* The records
PR #101, opened 2015-09-25
Adding Places API

domesticmouse:


domesticmouse:
PTAL @markmcd @broady

domesticmouse:
Also @samthor and @stephenmcd

src/main/java/com/google/maps/PlaceDetailsRequest.java
```diff
@@ -0,0 +1,60 @@
+package com.google.maps;
+
+import com.google.gson.FieldNamingPolicy;
+import com.google.maps.errors.ApiException;
+import com.google.maps.internal.ApiConfig;
+import com.google.maps.internal.ApiResponse;
+import com.google.maps.model.PlaceDetails;
+
+public class PlaceDetailsRequest
```
samthor: I presume these classes need docs

domesticmouse: Yup, more javadoc inbound.

src/main/java/com/google/maps/PlaceDetailsRequest.java
```diff
@@ -0,0 +1,63 @@
...
+
+  /** Get the Place Details for the specified Place ID. Required. */
+  PlaceDetailsRequest placeId(String placeId) {
+    return param("placeid", placeId);
+  }
+
+  @Override
+  protected void validateRequest() {
+    if (!params().containsKey("placeid")) {
+      throw new IllegalArgumentException("Request must contain  'place_id'.");
```
samthor: You use place_id here but the params needs placeid. Explain?

src/main/java/com/google/maps/PlaceDetailsRequest.java
```diff
@@ -0,0 +1,63 @@
...
+    @Override
+    public ApiException getError() {
+      if (successful()) {
+        return null;
+      }
+      return ApiException.from(status, errorMessage);
+    }
+  }
+
+
```
samthor: nit: extra blank line

src/main/java/com/google/maps/PlacesApi.java
```diff
@@ -0,0 +1,93 @@
...
+   *
+   * We are only enabling looking up Places by placeId as the older Place identifier - reference - is deprecated.
+   * Please see the <a href="https://developers.google.com/places/web-service/details#deprecation">deprecation warning</a>.
+   *
+   * @param context The context on which to make Geo API requests.
+   * @param placeId The PlaceID to request details on.
+   * @return Returns a PlaceDetailsRequest that you can configure and execute.
+   */
+
+  public static PlaceDetailsRequest placeDetails(GeoApiContext context, String placeId) {
```
samthor: What do the other libraries do for initialisms? Id vs ID.

src/main/java/com/google/maps/QueryAutocompleteRequest.java
```diff
@@ -0,0 +1,89 @@
+package com.google.maps;
```
samthor: copyright header (for all files)

src/main/java/com/google/maps/internal/DayOfWeekAdaptor.java
```diff
@@ -0,0 +1,61 @@
...
+          return DayOfWeek.TUESDAY;
+        case 3:
+          return DayOfWeek.WEDNESDAY;
+        case 4:
+          return DayOfWeek.THURSDAY;
+        case 5:
+          return DayOfWeek.FRIDAY;
+        case 6:
+          return DayOfWeek.SATURDAY;
+        default:
```
samthor: You could remove this default, and the `} else {` case, and just return `DayOfWeek.UNKNOWN` at the end. But it's a pretty minor nitpick/cleanup.

src/main/java/com/google/maps/internal/PriceLevelAdaptor.java
```diff
@@ -0,0 +1,53 @@
...
+import com.google.gson.TypeAdapter;
+import com.google.gson.stream.JsonReader;
+import com.google.gson.stream.JsonToken;
+import com.google.gson.stream.JsonWriter;
+import com.google.maps.model.PlaceDetails;
+
+import java.io.IOException;
+
+/**
+ * Created by brettmorgan on 9/23/15.
```
samthor: TODO:.... fix comment.

src/main/java/com/google/maps/model/OpeningHours.java
```diff
@@ -0,0 +1,58 @@
...
+  public Boolean openNow;
+
+  static public class Period {
+    static public class OpenClose {
+      public enum DayOfWeek {
+        SUNDAY, MONDAY, TUESDAY, WEDNESDAY, THURSDAY, FRIDAY, SATURDAY,
+
+        /**
+         * Indicates an unknown day of week type returned by the server. The Java Client for Google Maps
+         * Services should be updated to support the new value.
```
samthor: More days of the week! Yaaay!

src/main/java/com/google/maps/model/OpeningHours.java
```diff
@@ -0,0 +1,58 @@
...
+
+public class OpeningHours {
+  /**
+   * openNow is a boolean value indicating if the place is open at the current time.
+   */
+  public Boolean openNow;
+
+  static public class Period {
+    static public class OpenClose {
+      public enum DayOfWeek {
```
samthor: I don't really have a strong opinion, but would it be worth just using `java.time.DayOfWeek`? It has slightly different numbered semantics.

src/main/java/com/google/maps/model/OpeningHours.java
samthor: Also, in all seriousness: what about `null`? Just asking why, I don't have a strong opinion.

src/main/java/com/google/maps/model/OpeningHours.java
```diff
@@ -0,0 +1,58 @@
...
+         */
+        UNKNOWN
+      }
+
+      /**
+       * Day that this Open/Close pair is for.
+       */
+      public Period.OpenClose.DayOfWeek day;
+      /**
+       * Time that this Open or Close happens at.
```
samthor: what format is this in? again, what about standard java time objects?

src/main/java/com/google/maps/model/OpeningHours.java
```diff
@@ -0,0 +1,58 @@
+package com.google.maps.model;
+
+public class OpeningHours {
+  /**
+   * openNow is a boolean value indicating if the place is open at the current time.
+   */
+  public Boolean openNow;
```
samthor: what does `null` mean here?

src/main/java/com/google/maps/model/OpeningHours.java
```diff
@@ -0,0 +1,58 @@
...
+  /**
+   * weekdayText is an array of seven strings representing the formatted opening hours for each
+   * day of the week.
+   */
+  public String[] weekdayText;
+
+  /**
+   * permanentlyClosed indicates whether the place has permanently shut down.
+   */
+  public Boolean permanentlyClosed;
```
samthor: ditto on `null`

src/main/java/com/google/maps/model/PlaceDetails.java
```diff
@@ -0,0 +1,197 @@
...
+
+  /** formattedAddress is a string containing the human-readable address of this place. */
+  public String formattedAddress;
+
+  /** formattedPhoneNumber contains the place's phone number in its local format. */
+  public String formattedPhoneNumber;
+
+  /** adrAddress is an undocumented address field.
+   *
+   * @deprecated Undocumented field. See b/24313079
```
samthor: don't include b/ numbers in OSS code

src/main/java/com/google/maps/model/PlaceDetails.java
```diff
@@ -0,0 +1,197 @@
...
+
+    /** text is the user's review. When reviewing a location with Google Places, text reviews are
+     * considered optional. */
+    public String text;
+
+    /** time is the time that the review was submitted, as seconds since epoch.*/
+    public long time; // TODO(brettmorgan): figure out how to convert this to a DateTime.
+  }
+
+  /** reviews is an array of up to five reviews. */
```
samthor: Will this always be five? Could you just say "It will contain a small number of..." (happy to defer to other libs if they do something different)

src/main/java/com/google/maps/model/PlaceDetails.java
```diff
@@ -0,0 +1,197 @@
...
+
+  /** url contains the URL of the official Google page for this place. This will be the
+   * establishment's Google+ page if the Google+ page exists, otherwise it will be the
+   * Google-owned page that contains the best available information about the place. Applications
+   * must link to or embed this page on any screen that shows detailed results about the place to
+   * the user. */
+  public URL url;
+
+  /** utcOffset contains the number of minutes this place’s current timezone is offset from UTC. */
+  public int utcOffset;
```
samthor: we don't return a 'real' timezone value?

src/main/java/com/google/maps/model/PlaceDetails.java
```diff
@@ -0,0 +1,197 @@
...
+  public String[] htmlAttributions;
+
+  /** id is deprecated. Please do not use. This field may stop being returned at any time.
+   *
+   * @deprecated This field is deprecated. See the deprecation warning at the top of
+   * <a href="https://developers.google.com/places/web-service/details">this page</a>
+   */
+  public String id;
+
+  /** reference is deprecated. Please do not use. This field may stop being returned at any time.
```
samthor: Should we just not include it then?

src/main/java/com/google/maps/model/PlaceIdScope.java
```diff
@@ -0,0 +1,15 @@
+package com.google.maps.model;
+
+/**
+ * Place ID scope is the scope of a Place ID returned from the Google Places API Web Service.
+ */
+public enum PlaceIdScope {
+  /**
+   * APP indicates the place ID is recognised by your application only.
```
samthor: Care to elaborate on this? It's a bit confusing.

src/main/java/com/google/maps/model/Photo.java
```diff
@@ -0,0 +1,28 @@
+package com.google.maps.model;
+
+/**
+ * <p>This describes a photo available with a Search Result.</p>
+ *
+ * <p>Please see <a href="https://developers.google.com/places/web-service/photos">Photos</a> for more details.</p>
+ */
+public class Photo {
```
samthor: How do I use this class to display an image? Is it missing a URL?

src/main/java/com/google/maps/model/PlacesSearchResult.java
```diff
@@ -0,0 +1,69 @@
+package com.google.maps.model;
+
+import java.net.URL;
+
+/**
+ * <p>PlaceSearchResult represents a single result in the search results return from the Google Places API Web
```
samthor: First line in Javadoc doesn't need `<p>`

src/main/java/com/google/maps/model/PlacesSearchResult.java
```diff
@@ -0,0 +1,69 @@
...
+ * Service.</p>
+ *
+ * <p>Please see <a href="https://developers.google.com/places/web-service/search#PlaceSearchResults">Place
+ * Search Results</a> for more detail.</p>
+ */
+public class PlacesSearchResult {
```
samthor: Why is this here? It seems similar but different to `PlaceDetails`.

src/main/java/com/google/maps/model/QueryAutocompletePrediction.java
```diff
@@ -0,0 +1,48 @@
...
+   * <a href="https://developers.google.com/places/web-service/query#deprecation">the deprecation notice</a>.
+   */
+  public String reference;
+
+  /**
+   * The Place ID of the place.
+   */
+  public String placeId;
+
+  public String types[];
```
samthor: needs comment

src/main/java/com/google/maps/model/QueryAutocompletePrediction.java
```diff
@@ -0,0 +1,48 @@
...
+
+  // TODO(brettmorgan): Document this on https://developers.google.com/places/web-service/query
+  public static class MatchedSubstring {
```
samthor: Is it worth making these pair classes final/with constructors?

```java
public static final class MatchedSubstring {
  public final int length;
  public final int offset;

  MatchedSubstring(...) {
    ... 
  } 
}
```

src/test/java/com/google/maps/PlacesApiIntegrationTest.java
```diff
@@ -0,0 +1,158 @@
...
+    assertEquals(placeDetails.name, "Google");
+
+    // Opening Hours
+    assertNotNull(placeDetails.openingHours);
+    assertNotNull(placeDetails.openingHours.openNow);
+    assertNotNull(placeDetails.openingHours.periods);
+    assertNotNull(placeDetails.openingHours.weekdayText);
+    assertNotNull(placeDetails.utcOffset);
+
+    // Sydney varies between GMT+10 and GMT+11
```
samthor: Technically it's either GMT+10 or GMT+11.

samthor: Also, make the comment UTC since that's the var name (and GMT ~= UTC anyway).

src/main/java/com/google/maps/PlaceDetailsRequest.java
domesticmouse: Fixed.

src/main/java/com/google/maps/PlaceDetailsRequest.java
domesticmouse: Fixed.

src/main/java/com/google/maps/PlacesApi.java
domesticmouse: From memory we have a mix across our different libraries. We have `placeID` in the iOS library, `placeid` as the URL parameter, and `place_id` in the returned JSON. In this library, my hand is forced by GSON's name mapping to use `placeId` when mapping from JSON to POJOs, so I figure I might as well be self consistent, if nothing else.

src/main/java/com/google/maps/internal/DayOfWeekAdaptor.java
domesticmouse: Agreed, much tidier.

src/main/java/com/google/maps/internal/PriceLevelAdaptor.java
domesticmouse: Done.

src/main/java/com/google/maps/model/OpeningHours.java
domesticmouse: My feeling is that we shouldn't use `java.time.DayOfWeek` as that introduces a Java 1.8 dependency. Thoughts?

samthor: That sounds fine, I wasn't sure what version of Java it was added. If it's Java 8, then definitely ignore it and use this guy.

src/main/java/com/google/maps/model/OpeningHours.java
domesticmouse: Whether these fields are set to null or not depends on the JSON we are mapping over. I don't know the edge cases of the JSON generation to know if we can make a strong claim about this field being non null.

src/main/java/com/google/maps/model/Photo.java
domesticmouse: I'm wondering how best to handle this in the API. We have another end point to add that returns the raw image itself, which means we have to prevent the GSON infrastructure kicking in. However, we still want the API key and URL Signing code to all work. Paging @markmcd for input...

src/main/java/com/google/maps/model/PlaceDetails.java
domesticmouse: Done.

src/main/java/com/google/maps/model/PlaceDetails.java
domesticmouse: Happy to be swayed either way on this one. I'm in two minds. Thoughts @markmcd?

src/main/java/com/google/maps/model/QueryAutocompletePrediction.java
domesticmouse: That'd require putting in a GSON mapper. I'm unsure of the gain here?

src/main/java/com/google/maps/model/PlaceDetails.java
domesticmouse: Sadly, no. See [PlaceDetailsResults](https://developers.google.com/places/web-service/details#PlaceDetailsResults)

src/main/java/com/google/maps/QueryAutocompleteRequest.java
domesticmouse: Done

src/main/java/com/google/maps/model/QueryAutocompletePrediction.java
samthor: sure, that's fine. I wasn't sure of how there were constructed, at this
point in reading.

Let's talk tomorrow about the possibility of using something like
ValueType, though.

src/main/java/com/google/maps/internal/PriceLevelAdaptor.java
```diff
@@ -0,0 +1,72 @@
...
+        case 2:
+          return PlaceDetails.PriceLevel.MODERATE;
+        case 3:
+          return PlaceDetails.PriceLevel.EXPENSIVE;
+        case 4:
+          return PlaceDetails.PriceLevel.VERY_EXPENSIVE;
+        default:
+          return PlaceDetails.PriceLevel.UNKNOWN;
+      }
+    } else {
```
samthor: Can you do the same single default case here? `UNKNOWN` at the end of function?

src/main/java/com/google/maps/model/OpeningHours.java
samthor: What does Python/Go do in this situation?

src/main/java/com/google/maps/internal/PriceLevelAdaptor.java
domesticmouse: Done

src/test/java/com/google/maps/PlacesApiIntegrationTest.java
domesticmouse: Done

src/main/java/com/google/maps/model/PlaceIdScope.java
domesticmouse: Done

src/main/java/com/google/maps/model/PlaceDetails.java
domesticmouse: I believe so, as this is the documentation we have up on our [API Documentation for Place Details](https://developers.google.com/places/web-service/details#PlaceDetailsResults)

src/main/java/com/google/maps/model/OpeningHours.java
domesticmouse: Converted Boolean -> boolean here, as not present in the result is the same as false.

src/main/java/com/google/maps/model/OpeningHours.java
domesticmouse: Added java doc. Turning this from Boolean -> boolean leads to collapsing Closed and Unknown states into one.

src/main/java/com/google/maps/model/OpeningHours.java
domesticmouse: Reverted this change to be consistent with above.

src/main/java/com/google/maps/PlacesApi.java
```diff
@@ -0,0 +1,108 @@
...
+ * <p>See also: <a href="https://developers.google.com/places/web-service/">Places API Web Service
+ * documentation</a>.
+ */
+public class PlacesApi {
+
+  private PlacesApi() {
+  }
+
+  /*
+   * Please note: We are specifically not implementing:
```
markmcd: TODO: remove?

src/main/java/com/google/maps/PlacesApi.java
```diff
@@ -0,0 +1,108 @@
...
+   *  - Nearby Search
+   *  - Radar Search
+   *  - Place Add
+   *  - Place Autocomplete
+   */
+
+  /**
+   * The Google Places API Text Search Service is a web service that returns information about a
```
markmcd: First sentence of javadoc should be a very short noun or verb phrase, not a full sentence. e.g. "Performs a text search for places. The Google Places API...". This is pretty important for the API call entry methods.

src/main/java/com/google/maps/PlacesApi.java
markmcd: Style guide is to treat abbreviations as words, so placeId is correct.

src/main/java/com/google/maps/model/QueryAutocompletePrediction.java
domesticmouse: Done

src/main/java/com/google/maps/PlacesApi.java
domesticmouse: I was planning on leaving this in, so people don't submit patches implementing these API endpoints. Happy to remove, however.

src/main/java/com/google/maps/model/OpeningHours.java
```diff
@@ -0,0 +1,58 @@
+package com.google.maps.model;
+
+public class OpeningHours {
+  /**
+   * openNow is a boolean value indicating if the place is open at the current time.
+   */
+  public Boolean openNow;
+
+  static public class Period {
```
markmcd: Could you reuse Joda's concept of a DayTime [Period](http://joda-time.sourceforge.net/apidocs/org/joda/time/Period.html) here?

src/main/java/com/google/maps/model/Photo.java
markmcd: Can we add a method here too? Photo.download() or similar?

src/main/java/com/google/maps/model/OpeningHours.java
domesticmouse: Although this has the same name as Joda's Period seems to be a very different concept. Joda's period is a length of time, where as this class is holding the opening and closing times of a Place over a week. Am I misunderstanding your intent?

src/main/java/com/google/maps/model/PlaceDetails.java
```diff
@@ -0,0 +1,197 @@
...
+   *
+   * @deprecated Undocumented field.
+   */
+  @Deprecated
+  public String adrAddress;
+
+  /** geometry is the location of the Place. */
+  public Geometry geometry;
+
+  /** icon contains the URL of a suggested icon which may be displayed to the user when indicating
```
markmcd: nit: there are a few comments around that are multi-line and start on the /** line, can you move them so the /** has no following text, unless it all fits on one line?

src/main/java/com/google/maps/TextSearchRequest.java
```diff
@@ -0,0 +1,152 @@
...
+    if (radius > 50000) {
+      throw new IllegalArgumentException("The maximum allowed radius is 50,000 meters.");
+    }
+    return param("radius", String.valueOf(radius));
+  }
+
+  /**
+   * minprice restricts to places that are at least this price level.
+   */
+  public TextSearchRequest minprice(int priceLevel) {
```
markmcd: Should this be using the PriceLevel enums instead of ints?

src/main/java/com/google/maps/PlacesApi.java
domesticmouse: Done

src/main/java/com/google/maps/model/PlaceDetails.java
markmcd: I'd vote to leave it out. We're in the fortunate case where we are building a new library so we can leave out the legacy we don't want to support. If it becomes a problem we can always add it in later.

Ditto for anything that's being introduced as @deprecated.

src/main/java/com/google/maps/model/PlaceIdScope.java
markmcd: I think it's covered pretty well in the docs so wouldn't worry too much. Maybe just copy the rest of the doc description across?

src/main/java/com/google/maps/model/QueryAutocompletePrediction.java
markmcd: I'm 99% sure that GSON will set final fields.

src/test/java/com/google/maps/PlacesApiIntegrationTest.java
```diff
@@ -0,0 +1,182 @@
...
+
+    assertNotNull(placeDetails);
+
+    // Address
+    assertNotNull(placeDetails.addressComponents);
+    assertNotNull(placeDetails.formattedAddress);
+    assertEquals(placeDetails.formattedAddress, "5, 48 Pirrama Rd, Pyrmont NSW 2009, Australia");
+    assertNotNull(placeDetails.vicinity);
+    assertEquals(placeDetails.vicinity, "5 48 Pirrama Road, Pyrmont");
+    assertNotNull(placeDetails.adrAddress);
```
markmcd: adrAddress is undocumented/deprecated, why use it in the tests?

src/test/java/com/google/maps/PlacesApiIntegrationTest.java
```diff
@@ -0,0 +1,182 @@
...
+    }
+    // Place ID
+    assertNotNull(placeDetails.placeId);
+    assertEquals(placeDetails.placeId, GOOGLE_SYDNEY);
+    assertNotNull(placeDetails.scope);
+    assertEquals(placeDetails.scope, PlaceIdScope.GOOGLE);
+    assertNotNull(placeDetails.types);
+    assertEquals(placeDetails.types[0], "establishment");
+    assertNotNull(placeDetails.rating);
+    assertEquals(placeDetails.rating, 4.4, 1.0);
```
markmcd: This test seems particularly likely to change over time, causing flakiness without adding much value.

src/test/java/com/google/maps/PlacesApiIntegrationTest.java
```diff
@@ -0,0 +1,182 @@
...
+
+  @Test
+  public void testTextSearch() throws Exception {
+    PlacesSearchResponse response = PlacesApi.textSearchQuery(context, "Google Sydney").await();
+
+    assertNotNull(response);
+
+    assertNotNull(response.results);
+    assertEquals(1, response.results.length);
+    {
```
markmcd: What's your thinking behind all of the scoped blocks in the tests?

src/test/java/com/google/maps/PlacesApiIntegrationTest.java
```diff
@@ -0,0 +1,182 @@
...
+
+  @Test
+  public void testPizzaInNewYork() throws Exception {
+    PlacesSearchResponse response = PlacesApi.textSearchQuery(context, "Pizza in New York").await();
+    assertNotNull(response);
+    assertNotNull(response.results);
+    assertEquals(20, response.results.length);
+    assertNotNull(response.nextPageToken);
+
+    // The returned page token is not valid for a couple of seconds.
```
markmcd: What the?!

src/test/java/com/google/maps/PlacesApiTest.java
```diff
@@ -0,0 +1,540 @@
...
+      throw new IllegalArgumentException("filename '" + filename + "' resulted in null or empty body");
+    }
+    return body;
+  }
+
+  @Test
+  public void testPlaceDetailsRequest() throws Exception {
+    MockResponse response = new MockResponse();
+    response.setBody("");
+    MockWebServer server = new MockWebServer();
```
markmcd: Move the server to the class level (@BeforeClass / @Before, whatever it is), along with the context.setBaseUrl...

src/main/java/com/google/maps/PlacesApi.java
markmcd: Fair enough. It doesn't really give any background though, is there anything we can actually say here?

src/main/java/com/google/maps/model/PlaceDetails.java
domesticmouse: Cleaned up this file's javadoc. Thanks!

src/main/java/com/google/maps/model/OpeningHours.java
markmcd: That sounds like 7 lists of Joda-Periods, each at a Joda-Instant? I was just thinking it'd be great if we could prevent reinventing the wheel (and prevent forcing developers who use this data from writing the same code over & over), but if doing so will be more complex then leave it as it is.

src/test/java/com/google/maps/PlacesApiIntegrationTest.java
domesticmouse: I was using it to scope the introduced variables, `result` in this case.

src/test/java/com/google/maps/PlacesApiIntegrationTest.java
domesticmouse: Business requirement.

src/test/java/com/google/maps/PlacesApiIntegrationTest.java
domesticmouse: That was the reason I had a +/- of 1.0 on equality testing. Deleted anyways. =)

src/test/java/com/google/maps/PlacesApiIntegrationTest.java
markmcd: Ugh, [so it is](https://groups.google.com/forum/#!topic/google-places-api/Ol8OQygDkXQ). Could you add something to the pagetoken() method and the main text search request method to explain this condition?

domesticmouse: The nextPageToken javadoc contains the following:

There is a short delay between when this response is issued, and when nextPageToken will become valid to execute.

I'll pull it out as a note on a separate line, but do you feel we need to say more here?

src/test/java/com/google/maps/PlacesApiIntegrationTest.java
domesticmouse: Deleted

src/main/java/com/google/maps/TextSearchRequest.java
domesticmouse: Good catch, fixed.

src/main/java/com/google/maps/PlacesApi.java
domesticmouse: TBA

src/test/java/com/google/maps/PlacesApiTest.java
domesticmouse: Joy of imperative APIs, `server.getPort()` (called in context of `context.seBaseUrl(...)`) cannot be called before `server.play()`.

src/main/java/com/google/maps/model/PlaceDetails.java
domesticmouse: Done

src/main/java/com/google/maps/model/Photo.java
domesticmouse: I had a go at doing something along those lines for `nextPageToken` - but it wound up involving given the result object knowledge of the context the original request was made on. 

I feel for API regularity I need to introduce a method on `PlacesApi` that takes a `photoReference` as the argument. However, I still need to modify that request such that GSON isn't used to attempt to marshall raw PNG data. Hmm.

src/main/java/com/google/maps/model/PlacesSearchResult.java
domesticmouse: As discussed IRL, yes this is bad OO design, however it exposes the returned results in an obvious way that is easy to read without chasing javadoc inheritance chains.

src/test/java/com/google/maps/PlacesApiIntegrationTest.java
markmcd: I must have missed that. My bad!

domesticmouse:
@samthor & @markmcd, I believe this is ready to submit. PTAL =)

README.md
```diff
@@ -114,6 +117,7 @@ https://developers.google.com/maps/.
  - [Distance Matrix API]
  - [Elevation API]
  - [Geocoding API]
+ - [Places API]
```
samthor: unrelated fix: should you link to [Roads API] here too?

src/main/java/com/google/maps/PhotoRequest.java
```diff
@@ -0,0 +1,96 @@
...
+   * @param maxWidth Specifies the maximum desired width, in pixels, of the image returned by the Place Photos service.
+   * @return Returns the configured PhotoRequest.
+   */
+  public PhotoRequest maxWidth(int maxWidth) {
+    return param("maxwidth", String.valueOf(maxWidth));
+  }
+
+  public static class Response implements ApiResponse<PhotoResult> {
+    // This class is here to keep the type system happy.
+    // It is not actually instantiated by OkHttpPendingResult.
```
samthor: Could you confirm this by setting a private constructor?

src/main/java/com/google/maps/PlaceDetailsRequest.java
```diff
@@ -0,0 +1,77 @@
...
+  static final ApiConfig API_CONFIG = new ApiConfig("/maps/api/place/details/json")
+      .fieldNamingPolicy(FieldNamingPolicy.LOWER_CASE_WITH_UNDERSCORES);
+
+  public PlaceDetailsRequest(GeoApiContext context) {
+    super(context, API_CONFIG, Response.class);
+  }
+
+  /** Get the Place Details for the specified Place ID. Required. */
+  PlaceDetailsRequest placeId(String placeId) {
```
samthor: Should this be public? Users can't set this from outside this package or unless they subclass this.

src/main/java/com/google/maps/PhotoRequest.java
```diff
@@ -0,0 +1,96 @@
...
+    super(context, API_CONFIG, Response.class);
+  }
+
+  @Override
+  protected void validateRequest() {
+    if (!params().containsKey("photoreference")) {
+      throw new IllegalArgumentException("Request must contain  'photoReference'.");
+    }
+    if (!params().containsKey("maxheight") && !params().containsKey("maxwidth")) {
+      throw new IllegalArgumentException("Request must contain  'maxHeight' or 'maxWidth.");
```
samthor: You have an awkward space before 'maxHeight' here. You seem to have it in a lot of your `IllegalArgumentException` constructors. Fix?

src/main/java/com/google/maps/QueryAutocompleteRequest.java
```diff
@@ -0,0 +1,104 @@
...
+  /**
+   * radius is the distance (in meters) within which to return place results. Note that setting a
+   * radius biases results to the indicated area, but may not fully restrict results to the specified area.
+   */
+  public QueryAutocompleteRequest radius(int radius) {
+    return param("radius", String.valueOf(radius));
+  }
+
+  public static class Response implements ApiResponse<QueryAutocompletePrediction[]> {
+
```
samthor: remove blank line here, and one of the two blank lines on 84-85

src/main/java/com/google/maps/TextSearchRequest.java
```diff
@@ -0,0 +1,145 @@
...
+    if (radius > 50000) {
+      throw new IllegalArgumentException("The maximum allowed radius is 50,000 meters.");
+    }
+    return param("radius", String.valueOf(radius));
+  }
+
+  /**
+   * minprice restricts to places that are at least this price level.
+   */
+  public TextSearchRequest minprice(PlaceDetails.PriceLevel priceLevel) {
```
samthor: minPrice, maxPrice, openNow, pageToken, etc. To be consistent with what you're doing in `PhotoRequest` and other classes.

src/main/java/com/google/maps/internal/PriceLevelAdaptor.java
```diff
@@ -0,0 +1,70 @@
...
+
+  @Override
+  public PlaceDetails.PriceLevel read(JsonReader reader) throws IOException {
+    if (reader.peek() == JsonToken.NULL) {
+      reader.nextNull();
+      return null;
+    }
+
+    if (reader.peek() == JsonToken.NUMBER) {
+      int day = reader.nextInt();
```
samthor: Not a `day`, it's a `priceLevel`

src/main/java/com/google/maps/model/OpeningHours.java
```diff
@@ -0,0 +1,79 @@
...
+ * the License is distributed on an "AS IS" BASIS, WITHOUT WARRANTIES OR CONDITIONS OF
+ * ANY KIND, either express or implied. See the License for the specific language governing
+ * permissions and limitations under the License.
+ */
+
+package com.google.maps.model;
+
+import org.joda.time.LocalTime;
+
+public class OpeningHours {
```
samthor: quick JavaDoc?

src/main/java/com/google/maps/model/OpeningHours.java
```diff
@@ -0,0 +1,79 @@
...
+         * Services should be updated to support the new value.
+         */
+        UNKNOWN
+      }
+
+      /**
+       * Day that this Open/Close pair is for.
+       */
+      public Period.OpenClose.DayOfWeek day;
+      /**
```
samthor: blank line insert here

src/main/java/com/google/maps/model/OpeningHours.java
samthor: Maybe also comment on the nullability of fields here - will periods always be set, even if empty? Will all of them have open and close times?

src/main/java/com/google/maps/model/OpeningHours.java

* Your task
In the listing above, locate the line containing "markmcd: Style guide" and the line containing "domesticmouse: I was planning", then transcribe both and every line between them verbatim.

* Reply to the exercise
markmcd: Style guide is to treat abbreviations as words, so placeId is correct.

src/main/java/com/google/maps/model/QueryAutocompletePrediction.java
domesticmouse: Done

src/main/java/com/google/maps/PlacesApi.java
domesticmouse: I was planning on leaving this in, so people don't submit patches implementing these API endpoints. Happy to remove, however.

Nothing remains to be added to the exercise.